Global Variables#

Global variables may get constructed or destructed inside “DllMain”. There are significant limits on what you can safely do in a DLL entry point. See ‘DLL General Best Practices’. For example, you can’t put a ONNX Runtime InferenceSession into a global variable because it has a thread pool inside.

Thread Local variables#

Onnxruntime must support explicit linking, where the operating system loads the DLL on demand at runtime, instead of process startup time. This is required by our language bindings like C#/Java.

However, there are some special restrictions on this, If a thread local variable need non-trivial construction, for the threads already exist before onnxruntime.dll is loaded, the variable won’t get initialized correctly. So it’s better to only access such variables from onnxruntime internal threads, or make these variables function local (Like the magic statics).

No undefined symbols#

On Windows, you can’t build a DLL with undefined symbols. Every symbol must be get resolved at link time. On Linux, you can. In order to simplify things, we require every symbol must get resolved at link time. The same rule applies for all the platforms. And this is easier for us to control symbol visibility.

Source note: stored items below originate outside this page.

PR #949, opened 2022-04-06
Add missing cmp_using to stub files

### LINKED ISSUE #948: Missing type annotations for attrs.cmp_using
`attrs.cmp_using` is not included in `attrs/__init__.pyi`, and as a result, attempting to use Mypy to type check any code that uses `attrs.cmp_using` will result in Mypy complaining that `cmp_using` does not exist:

    problem.py:8: error: Module has no attribute "cmp_using"

To reproduce, install Mypy, NumPy, pytest, and attrs, download the attached `problem.py`, and run `mypy problem.py`.  In contrast, when you run `pytest problem.py`, the code runs without issue – the problem is solely with the type annotations (or lack thereof).

`problem.py`:

```python
import attrs
import numpy as np
import numpy.typing as npt


@attrs.define
class Example:
    array: npt.NDArray[np.int64] = attrs.field(eq=attrs.cmp_using(np.array_equal))


def test_attrs() -> None:
    a = Example(array=np.array([1, 2, 3]))
    assert a == a
```

hynek:
Fixes  #948

cc @botant @Julian

### DIFF
--- a/changelog.d/949.change.rst
+++ b/changelog.d/949.change.rst
@@ -1,0 +1,1 @@
+Added missing stub for ``attr(s).cmp_using()``.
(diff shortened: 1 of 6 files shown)


Julian:
LGTM I think!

Default visibility and how to export a symbol#

On Linux, by default, at linker’s view, every symbol is global. It’s easy to use but it’s also much easier to cause conflicts and core dumps. We have encountered too many such problems in ONNX python binding. Indeed, if you have a well design, for each shared lib, you only need to export one function. ONNX Runtime python binding is a good example. See pybind11 FAQ for more info.

For controlling the visibility, we use linker version scripts on Linux and def files on Windows. They work similar. That:

  1. Only C functions can be exported.

  2. All the function names must be explicitly listed in a text file.

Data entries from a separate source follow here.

Issue #945, opened 2022-04-02
Add PEP681 explicit & overridable per-attribute __init__ `alias`.


asford:
[PEP681](https://peps.python.org/pep-0681/) introduces an optional `alias` parameter to field descriptors, which specifies an alternative `__init__` name for the member. This is not implemented in dataclasses, but is [implemented in pydantic](https://pydantic-docs.helpmanual.io/usage/schema/#field-customization). 

It would be useful to implement an explicit & overridable per-attribute `alias` in attrs, mirroring the behavior described in the PEP and `dataclass_transform` specification. This would allow users to directly address the single largest incompatibility noted in the specification,  `attrs` [private attributes handling](https://www.attrs.org/en/stable/init.html?highlight=private#private-attributes), which strips leading underscores from member names, discussed in #795.

Additionally, though we all love `attrs` as a tastemaker with strongly held principles, "private" attribute handling appears to have been (be?) a significant source of confusion and is likely causing at least one active attrs-internal bug. This has also been a source of issues in downstream libraries, noted in references below. 

In the longer-term, this would enable additional *optional* configuration flags to bring `attrs` into a strict-superset of the behavior of `dataclasses`, as roughly noted in #565 and #686. Enabling this work is a design goal here, but outside the scope of this issue.

A (simple?) solution may be to extend `attr.ib` with an optional `alias` parameter, which sets the `__init__` name for the field.
This would, as is the custom, be added to `attrs.Attribute` and would be available during for introspection in `attr.fields` and customization in the `field_transformer` hook.
If `alias` is unspecified it will be set to a `str`, indicating the attribute's argument name in the generated `__init__`.

For example in the current behavior, `alias = name.lstrip("_")` so that:
```python
>>> @attr.define
... class Foo:
...    bar: str
...    _bat: str
>>> attr.fields_dict(Foo)
... { "bar": Attribute(name="bar", alias="bar", ...), "_bat": Attribute(name="_bat", alias="bat", ...) }
```

We would retain the default private attribute renaming behavior in this implementation, which would *allow* users to either adjust the `alias` of the attribute to match their preferences or inform `dataclass_transform` consumers of the attribute's `__init__` name. Ie:

```python
@attr.define
class InformDataclassTransform:
    bar: str
    _bat: str = attr.ib(alias="bat")

@attr.define
class AliasMyWay:
   bar: str
   _bat: str = attr.ib(alias="_bat")
```

### Refs:

Related issues: 
[...]

Issue #572, opened 2019-09-10
Store attribute name used in __init__ parameters


altendky:
It has come up a couple times recently that I wanted to automatically build an instance of an attrs class.  The latest is to just fill it with `True` and then use as a filter for other instances of the class.  For this it would be nice to be able to get the name of a parameter for an attribute in the `__init__()` signature.  I understand that at present the rules for attribute-name -> init-name are pretty simple but it seems reasonable to not force code outside attrs to be aware of it.  I would think either `attr.init_name(cls, name)` or `Attribute.init_name` could resolve this issue.  In my couple cases I would have used the latter though the former is more general and doesn't require a class to be present.  But... the former also presumes a totally constant rule which imposes some amount of limitation on flexibility of the translation.

Anyways, I think `Attribute.init_name` should be easy to add and should cover a vast majority of uses.

I'm happy to make up a PR if this is or might be of interest.

https://github.com/python-attrs/attrs/blob/8824dc26c219abcb43564dd9386fe1a88f938344/src/attr/_make.py#L1681-L1693

hynek:
Since we'll be releasing the field transformation code in the next release, I think this should go in before it gets more complicated. Are you still interested in it?

hynek:
@sscherfke this seems like something that should be of your interest too?

sscherfke:
Hm. I never thought of this before, because usually `attr name == init name` is True. 

I also can’t think of a concrete use case for which you’d need a mapping between field name and init arg-name. 🤔 @altendky could you please provide a concrete example for this?

altendky:
I don't remember the details to make it more concrete than in the OP, sorry.  That said, being able to construct a class instance without explicitly writing out the parameters seems to not be a big request here.  `:]`  Of course, the flip side is that the most interested person here (me) doesn't have a concrete example at present.

If a PR is wanted, I can try to fit that in.  I'm figuring that just `Attribute.init_name` would be the bit to add.  `attr.ib(init=False)` would give `None`?  Or would we need some more specific sentinel to cover some corner case.

altendky:
[...]

Issue #795, opened 2021-04-23
pyright support via dataclass transforms?


asford:
Perhaps this is "already on the radar" around these parts, however it looks like pyrite may begin to support attrs via a generic `typing`-based declaration:

https://github.com/microsoft/pyright/pull/1773
https://github.com/microsoft/pyright/blob/master/specs/dataclass_transforms.md

Would y'all be open to a PR implemented the recommendations in the linked specification?
Perhaps there's a dialog to be had to ensure that the upcoming next-gen decorator semantics can be supported via this extension mechanism? (I don't have enough of the picture in mind to understand whether this is true.)

hynek:
Yes, Eric was kind enough to reach out to me a few weeks ago and we discussed the topic.

Their integration doesn't cover all of our features but it seems good enough – at least good enough to not deliver false positives. NG APIs should work too.

I was hoping for feedback from @euresti (or any other typing gurus around here, really) before going to town on it. But maybe we can indeed squeeze it into 21.1 – at least provisionally.

hynek:
Also pulling in @Tinche who seems to have already played with it!

Tinche:
Seems to work for me. The cost/benefit analysis seems in favor of adding this: it's very easy for us to do and IDE support is very useful, particularly if you're not quite ready to start using mypy.

asford:
I've also verified this on an internal codebase and found it to be generally functional.

Pleasantly, this allows us to implement `attrs` [excellent advice on wrapping the decorator](https://www.attrs.org/en/stable/extending.html#wrapping-the-decorator) in a reasonably straightforward fashion, however as you mention is is a subset of both attrs' current semantics and the mypy-attrs plugin's current semantics.

I do feel that there's some value in having `attrs` begin to support this _provisionally_. It's a huge potential boost to VS Code users and could be a good way to drive more feedback on the `pyright` spec on additional "non dataclass" semantics like `converter`.

euresti:
This is interesting. Similar to an idea I had for supporting this in https://github.com/python/mypy/issues/5406#issuecomment-409233479

I wonder if this could be used in mypy itself.  Might be complicated with all the caching mypy does, but ... maybe?

euresti:
How does it work with the overloads?  Do you only annotate the real implementation?  Can these be put in a .pyi file?

hynek:
@euresti did you get Eric’s e-mail? He sent it to your GitHub address. That would be the best way to get direct answers. :)

[...]

Issue #686, opened 2020-09-03
PEP 557 interop namespace


micimize:
Extracted from https://github.com/python-attrs/attrs/issues/408#issuecomment-514375369

> On the other side of this, what about making a namespace that actually _is_ intentionally similar to PEP 557 `dataclasses` and `fields`, and just has a thin adapter layer between `field` and `attr.ib`, etc? How much incompatibility is there beyond the names? Isn't `attrs` mostly a superset?

It would be good for migrating from large codebases where `dataclasses` are already used, or for pythonistas who want codebases/apis that stick close to the PEP specifications where possible.

wsanchez:
I think that if we did that, we should have an `attrs.dataclass` namespace, rather than using the primary namespace.

The reason for that is that if we start down that path and set and expectations that Attrs is PEP 557 (plus whatever extra awesome) then (a) we might get cornered into design decisions made elsewhere in order to maintain this expectation (b) we might have used a name that conflicts with some future dataclass addition and (c) compatibility may require contortions that would be better contained in a compatibility namespace.

micimize:
agreed – I think it should actually be `attrs.dataclasses`, such that migrating from the standard lib is just adding the prefix:
`sed 's/from dataclasses import/from attrs.dataclasses import'`

asford:
+1 to this idea, given what we've seen in https://github.com/python-attrs/attrs/issues/795, I think there are now more knock-on benefits than ever to adding a "dataclass compatible namespace". 

A few potential benefits would include:

* Direct support for `pyright` et al via the `dataclass_transform` spec, which is now [PEP 681](https://peps.python.org/pep-0681/)
* A smooth upgrade path for codebases that ~~see the light~~ wish to adopt attrs features.
* A smooth "reverse compatibility" path for codebases using attrs, but need to interact with dataclass-ish libraries.

The goal of the namespace would be to provide an attrs mode that is _superset_ of  `stdlib` dataclasses,
where an application can update to attrs by just changing an `import` statement.
This falls into two branches: differences in behavior for existing features and features in dataclasses not supported in attrs.
A non-exhaustive index includes:

Differences for existing features are blocking changes that prevent an application from directly converting from `dataclasses` to `attrs`. This will require optional changes to `attrs` behavior and are "must have" for this proposed namespace:

* `attrs` [private attributes handling](https://www.attrs.org/en/stable/init.html?highlight=private#private-attributes), which strips leading underscores from member names.
[...]

PR #950, opened 2022-04-09
Add Attribute.alias

asford:
# Summary

[PEP681](https://peps.python.org/pep-0681/) introduces an optional `alias` parameter to field descriptors, which specifies an alternative `__init__` name for the member. This is not implemented in dataclasses, but is [implemented in pydantic](https://pydantic-docs.helpmanual.io/usage/schema/#field-customization). 

Add an explicit & overridable per-attribute `alias` in attrs, mirroring the behavior described in the PEP and `dataclass_transform` specification. This allows users to directly address the single largest incompatibility noted in the specification,  `attrs` [private attributes handling](https://www.attrs.org/en/stable/init.html?highlight=private#private-attributes), which strips leading underscores from member names, discussed in #795.

This feature unblocks implementation of a shim layer to support `attrs`/`dataclass` interop, discussed in:
* https://github.com/python-attrs/attrs/issues/565
* https://github.com/python-attrs/attrs/issues/686

closes: https://github.com/python-attrs/attrs/issues/945
closes: https://github.com/python-attrs/attrs/issues/572

Goals:
- [x] This is silent no-op for "normal" users of `attrs` not using `alias`. Libraries building on `attrs` *may* use `alias` to detect both existing private-name init aliases and user-supplied aliases. 
- [x] Add an `alias : Optional[str]` parameter to `attr.ib` et al and property to `Attribute`.
- [x] Lift current private-attribute-naming logic (`name.lstrip("_")`) into `_ClassBuilder` so that `alias` is always populated with the field's `__init__` parameter name, regardless of whether an explicit alias is provided, during `__init__` rendering and `attr.fields` introspection.
- [x] Leave `Attribute.alias` as `None` if not explicitly specified, so that `field_transformer` implementations can (a) create attributes without needing to be aware of `alias` and optionally provide `alias` overrides before `attrs`.
- [x] Update `attr.evolve` to use `Attribute.alias` rather than re-implemented name-mangling.
- [x] Update the attribute and private-attribute-handling documentation to note the new `alias` parameter. 
- [x] Expand dataclass_transform documentation to describe how `alias` can be used to inform type checkers of private-name renaming behavior.
- [x] Politely file a bug against `attrs` noting the inconsistency between documentation and behavior. Dunder-methods are still affected by https://github.com/python-attrs/attrs/issues/619, but `evolve` failures in pathological cases are resolved.
- [x] File a tracking issue against against `cattrs` to access `Attribute.alias` during codegen iff available in `attrs`: https://github.com/python-attrs/cattrs/issues/322

Non-goals:
- Modification of the existing private-attribute-naming logic, though could be tackled pre-release in a follow-up PR.

# Pull Request Check List


docs/extending.rst
```diff
@@ -260,6 +260,27 @@ A more realistic example would be to automatically convert data that you, e.g.,
...
+   ...         for field in fields
+   ...     ]
+   ...
+   >>> @frozen(field_transformer=dataclass_names)
+   ... class Data:
+   ...     public: int
+   ...     _private: float
+   ...
+   >>> Data(public=42, _private="spam")
+   Data(public=42, _privatge='spam')
```
asford, line 282:
```suggestion
   Data(public=42, _private='spam')
```

src/attr/_funcs.py
```diff
@@ -361,7 +361,7 @@ def evolve(inst, **changes):
         if not a.init:
             continue
         attr_name = a.name  # To deal with private attributes.
-        init_name = attr_name if attr_name[0] != "_" else attr_name[1:]
+        init_name = a.alias
```
hynek, line 364: this is actually a nice effect

src/attr/_make.py
```diff
@@ -2247,7 +2261,10 @@ def fmt_setter_with_converter(
         has_on_setattr = a.on_setattr is not None or (
             a.on_setattr is not setters.NO_OP and has_cls_on_setattr
         )
-        arg_name = a.name.lstrip("_")
+        assert (
+            a.alias
+        ), "requires known field alias, should have been set via _ClassBuilder"
```
hynek, line 2266: did you leave this in on purpose?

docs/init.rst
```diff
@@ -42,6 +42,7 @@ Embrace functions and classmethods as a filter between reality and what's best f
 If you look for object serialization, there's a bunch of projects listed on our ``attrs`` extensions `Wiki page`_.
 Some of them even support nested schemas.
 
+.. _private_attributes:
```
hynek, line 45: If I see it correctly, there's no narrative documentation for the new feature?


Would you mind adding it here and into examples.rst somewhere around the handling of private attributes?

hynek (changes requested):
This looks all very good and thorough, just a bunch of questions and nits.

it also needs a newsfragment. make it sounds excited. :)

sorry for taking so long…whenever Attribute changes the diffs make me wann hide under the bed.

hynek:
Anything you need from my end? 😇

asford (commented):
My turn to apologize for the slow turnaround.

I've applied the review comments, and believe this is ready for a final pass.

docs/extending.rst
```diff
@@ -260,6 +260,27 @@ A more realistic example would be to automatically convert data that you, e.g.,
    >>> Data(**from_json)  # ****
    Data(a=3, b='spam', c=datetime.datetime(2020, 5, 4, 13, 37))
 
+Or, perhaps you would prefer alternative default field names.
+Noting, that ``field_transformer`` receives `attrs.Attribute` instances before private-attribute handling.
```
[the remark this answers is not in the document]
asford: Tidied and reworded.

hynek:
w00t! Thanks for coming back! I'll try to be faster this time! :)

asford:
Really appreciate your work on attrs.
Thanks for being stoked on the contribution!

src/attr/_make.py
```diff
@@ -242,6 +246,7 @@ def attrib(
     .. versionchanged:: 21.1.0
        *eq*, *order*, and *cmp* also accept a custom callable
     .. versionchanged:: 21.1.0 *cmp* undeprecated
+    .. versionchanged:: 21.5.0 *alias*
```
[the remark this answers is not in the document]
hynek: you have not :D

hynek (approved):
Nailed it a tiny nit aside!

Thank you so much for coming back, I know how difficult it is to pick up something like this after a long time.

Tinche:
Cool. Cattrs will be no problem, I can just bump the dependency to the latest version of attrs and implement it.

Mypy will be a bigger issue I think.

hynek:
given alias is a dataclass transform feature, shouldn't it work OOB?

Tinche:
Unsure, Mypy has a custom attrs plugin so I don't know if the dataclass_transform code path is in charge of this.

hynek:
aw looks like you're right. pyright works: #1063

mypy doesn't:

Adding 

```
AliasExample(without_alias=42, _with_alias=23)
```

gives me: `tests/typing_example.py:134: error: Unexpected keyword argument "_with_alias" for "AliasExample"; did you mean "with_alias" or "without_alias"?`

@Tinche 🐶🥺?

hynek:
yeah, it's super overdue too.

i'll try to get #1003 in ASAP (it's just an alias, so it should be just busywork) and push it out RSN.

  3. Don’t export any C++ class/struct, or global variable.

Also, on Linux and Mac operating systems, all the code must be compiled with “-fPIC”. On Windows, we don’t use dllexport but we still need dllimport.

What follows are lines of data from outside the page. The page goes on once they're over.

PR #969, opened 2022-06-09
Add support for Python 3.11

hynek:
Extracted and fixes #910

PR #973, opened 2022-06-22
Tin/py311

Tinche:


tests/test_slots.py
```diff
@@ -660,10 +660,12 @@ def test_no_getstate_setstate_for_dict_classes(self):
         As long as getstate_setstate is None, nothing is done to dict
         classes.
         """
-        i = C1(1, 2)
-
-        assert None is getattr(i, "__getstate__", None)
-        assert None is getattr(i, "__setstate__", None)
+        assert getattr(object, "__getstate__", None) == getattr(
```
hynek, line 663: Shouldn't `is` work here and be more correct too? I seem to remember that it didn't work on Python 2, but that shouldn't be an issue anymore.

tests/test_make.py
```diff
@@ -2275,7 +2275,9 @@ class C:
             def __getstate__(self):
                 return ("hi",)
 
-        assert None is getattr(C(), "__setstate__", None)
+        assert getattr(object, "__setstate__", None) is getattr(
+            C, "__setstate__", None
+        )
```
hynek, line 2280: hm this makes no sense to me…this would pass if both don't exist, and if both are the same thing. this doesn't seem like a good test to me :)

maybe have two asserts, depending on version?

tests/test_make.py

Therefore, our DLLEXPORT macro is like:

#ifdef _WIN32
// Define ORT_DLL_IMPORT if your program is dynamically linked to Ort.
#ifdef ORT_DLL_IMPORT
#define ORT_EXPORT __declspec(dllimport)
#else
#define ORT_EXPORT
#endif
#else
#define ORT_EXPORT
#endif

static initialization order problem#

It’s well known C++ has static initialization order problem. Dynamic linking can ensure that onnxruntime’s static variables are already initialized before any onnxruntime’s C API get called. The same thing applies to their destructors. It’s good. But on the other side, static linking may have more usage restrictions on some of the APIs.